§ **TASK TO COMPLETE**
What lines of the data below hold the string "were"? Copy each one out.

Saved data entries:
>>>>

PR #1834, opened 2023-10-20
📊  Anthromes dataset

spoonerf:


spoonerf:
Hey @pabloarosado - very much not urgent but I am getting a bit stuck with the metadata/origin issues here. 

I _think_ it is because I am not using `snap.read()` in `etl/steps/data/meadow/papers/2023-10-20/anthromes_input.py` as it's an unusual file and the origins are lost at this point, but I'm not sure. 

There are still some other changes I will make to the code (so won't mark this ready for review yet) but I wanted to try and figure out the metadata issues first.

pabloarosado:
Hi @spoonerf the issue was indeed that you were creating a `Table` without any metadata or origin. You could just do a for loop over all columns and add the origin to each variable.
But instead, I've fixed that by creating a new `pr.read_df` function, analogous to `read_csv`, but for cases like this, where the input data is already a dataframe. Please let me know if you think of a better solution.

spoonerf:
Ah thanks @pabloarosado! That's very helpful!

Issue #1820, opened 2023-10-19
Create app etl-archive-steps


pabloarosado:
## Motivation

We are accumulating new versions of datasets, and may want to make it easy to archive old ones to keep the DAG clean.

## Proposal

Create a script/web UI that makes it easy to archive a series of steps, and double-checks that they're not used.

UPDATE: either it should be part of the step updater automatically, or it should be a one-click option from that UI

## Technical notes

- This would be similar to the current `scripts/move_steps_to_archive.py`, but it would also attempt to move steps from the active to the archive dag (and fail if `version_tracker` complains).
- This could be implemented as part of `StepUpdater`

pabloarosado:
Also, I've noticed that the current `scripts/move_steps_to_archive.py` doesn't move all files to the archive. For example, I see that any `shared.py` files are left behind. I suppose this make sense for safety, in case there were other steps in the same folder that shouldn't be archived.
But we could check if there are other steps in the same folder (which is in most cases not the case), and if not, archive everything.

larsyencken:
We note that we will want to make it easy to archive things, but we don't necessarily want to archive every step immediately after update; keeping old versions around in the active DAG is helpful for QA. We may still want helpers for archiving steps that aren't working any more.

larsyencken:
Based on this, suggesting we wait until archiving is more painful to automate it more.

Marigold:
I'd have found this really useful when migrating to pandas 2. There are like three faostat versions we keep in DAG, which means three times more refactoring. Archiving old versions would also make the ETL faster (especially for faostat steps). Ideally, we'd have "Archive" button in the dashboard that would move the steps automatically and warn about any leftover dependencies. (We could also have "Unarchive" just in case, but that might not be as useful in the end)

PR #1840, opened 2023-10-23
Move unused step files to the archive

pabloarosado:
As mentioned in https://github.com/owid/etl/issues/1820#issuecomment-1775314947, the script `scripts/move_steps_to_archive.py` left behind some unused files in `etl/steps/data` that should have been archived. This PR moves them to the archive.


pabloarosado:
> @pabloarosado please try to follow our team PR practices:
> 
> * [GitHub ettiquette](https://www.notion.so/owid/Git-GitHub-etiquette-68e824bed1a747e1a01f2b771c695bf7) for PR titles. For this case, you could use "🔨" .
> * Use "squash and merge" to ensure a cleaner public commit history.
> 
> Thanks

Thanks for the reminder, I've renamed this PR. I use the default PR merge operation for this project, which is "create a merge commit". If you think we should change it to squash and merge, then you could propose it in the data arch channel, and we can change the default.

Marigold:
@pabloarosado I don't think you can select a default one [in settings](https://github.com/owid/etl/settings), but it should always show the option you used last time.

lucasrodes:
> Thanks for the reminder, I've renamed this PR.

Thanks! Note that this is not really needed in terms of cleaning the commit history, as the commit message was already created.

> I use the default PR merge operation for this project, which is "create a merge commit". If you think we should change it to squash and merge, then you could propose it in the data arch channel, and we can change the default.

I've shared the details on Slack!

<<<<
>>>>

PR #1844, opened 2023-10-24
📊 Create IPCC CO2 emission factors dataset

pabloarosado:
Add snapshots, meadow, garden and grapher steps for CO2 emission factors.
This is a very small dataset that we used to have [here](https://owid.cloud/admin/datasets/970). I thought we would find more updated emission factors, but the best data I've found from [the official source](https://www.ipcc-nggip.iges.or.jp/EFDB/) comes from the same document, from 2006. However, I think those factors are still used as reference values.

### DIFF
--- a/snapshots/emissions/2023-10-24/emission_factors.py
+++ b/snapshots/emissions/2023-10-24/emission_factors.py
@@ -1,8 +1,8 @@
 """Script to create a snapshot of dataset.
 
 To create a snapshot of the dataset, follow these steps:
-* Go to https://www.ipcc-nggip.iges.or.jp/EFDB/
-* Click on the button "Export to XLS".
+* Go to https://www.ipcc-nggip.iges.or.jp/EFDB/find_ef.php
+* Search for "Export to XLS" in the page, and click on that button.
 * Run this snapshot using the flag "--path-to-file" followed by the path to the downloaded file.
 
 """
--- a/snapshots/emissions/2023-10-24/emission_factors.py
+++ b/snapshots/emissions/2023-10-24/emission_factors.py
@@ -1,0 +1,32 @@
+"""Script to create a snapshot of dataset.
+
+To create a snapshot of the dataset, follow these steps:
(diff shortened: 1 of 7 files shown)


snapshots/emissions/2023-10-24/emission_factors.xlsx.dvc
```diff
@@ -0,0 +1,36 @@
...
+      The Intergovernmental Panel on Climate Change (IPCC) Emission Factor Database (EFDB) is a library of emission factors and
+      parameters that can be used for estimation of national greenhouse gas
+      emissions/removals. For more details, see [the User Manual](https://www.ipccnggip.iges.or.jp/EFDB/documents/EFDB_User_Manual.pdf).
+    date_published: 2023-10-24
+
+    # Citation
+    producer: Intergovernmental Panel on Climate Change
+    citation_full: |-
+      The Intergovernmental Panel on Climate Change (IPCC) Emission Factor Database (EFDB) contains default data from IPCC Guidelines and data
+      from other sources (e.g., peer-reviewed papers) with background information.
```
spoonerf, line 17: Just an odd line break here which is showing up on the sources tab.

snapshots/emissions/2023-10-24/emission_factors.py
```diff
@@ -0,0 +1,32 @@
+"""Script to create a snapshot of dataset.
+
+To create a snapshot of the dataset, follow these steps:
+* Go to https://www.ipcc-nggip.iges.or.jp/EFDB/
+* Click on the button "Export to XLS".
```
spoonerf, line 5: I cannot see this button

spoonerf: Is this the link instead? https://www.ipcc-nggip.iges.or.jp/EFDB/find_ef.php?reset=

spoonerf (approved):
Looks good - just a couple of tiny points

<<<<
>>>>

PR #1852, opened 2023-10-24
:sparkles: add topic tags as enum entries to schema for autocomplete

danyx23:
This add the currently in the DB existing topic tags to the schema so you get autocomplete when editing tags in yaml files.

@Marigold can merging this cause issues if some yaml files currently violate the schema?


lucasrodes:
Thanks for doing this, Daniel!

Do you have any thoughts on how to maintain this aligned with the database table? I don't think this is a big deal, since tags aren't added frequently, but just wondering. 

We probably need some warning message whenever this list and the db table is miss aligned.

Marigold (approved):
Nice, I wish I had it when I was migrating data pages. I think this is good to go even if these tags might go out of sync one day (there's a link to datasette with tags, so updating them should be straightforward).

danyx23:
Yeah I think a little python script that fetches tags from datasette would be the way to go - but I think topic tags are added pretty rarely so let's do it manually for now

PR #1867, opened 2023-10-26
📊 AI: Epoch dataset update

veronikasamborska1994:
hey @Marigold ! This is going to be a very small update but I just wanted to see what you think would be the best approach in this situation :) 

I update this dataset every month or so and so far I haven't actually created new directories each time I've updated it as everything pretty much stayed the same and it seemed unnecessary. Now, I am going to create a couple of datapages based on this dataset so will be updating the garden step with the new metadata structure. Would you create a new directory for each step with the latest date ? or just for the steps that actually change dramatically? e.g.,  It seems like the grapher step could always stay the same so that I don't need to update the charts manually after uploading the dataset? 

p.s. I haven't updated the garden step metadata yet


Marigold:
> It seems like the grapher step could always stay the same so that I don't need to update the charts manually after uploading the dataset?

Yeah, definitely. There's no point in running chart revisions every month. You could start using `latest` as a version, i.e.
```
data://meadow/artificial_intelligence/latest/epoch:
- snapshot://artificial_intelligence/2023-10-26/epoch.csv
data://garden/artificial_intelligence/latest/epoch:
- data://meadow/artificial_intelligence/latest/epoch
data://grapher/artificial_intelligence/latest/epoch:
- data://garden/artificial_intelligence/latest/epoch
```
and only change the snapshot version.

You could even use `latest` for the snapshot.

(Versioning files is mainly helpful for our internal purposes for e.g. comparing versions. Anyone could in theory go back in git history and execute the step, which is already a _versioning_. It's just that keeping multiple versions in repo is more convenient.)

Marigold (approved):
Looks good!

<<<<

§ **ANSWER BOX**
Hi @spoonerf the issue was indeed that you were creating a `Table` without any metadata or origin. You could just do a for loop over all columns and add the origin to each variable.
Also, I've noticed that the current `scripts/move_steps_to_archive.py` doesn't move all files to the archive. For example, I see that any `shared.py` files are left behind. I suppose this make sense for safety, in case there were other steps in the same folder that shouldn't be archived.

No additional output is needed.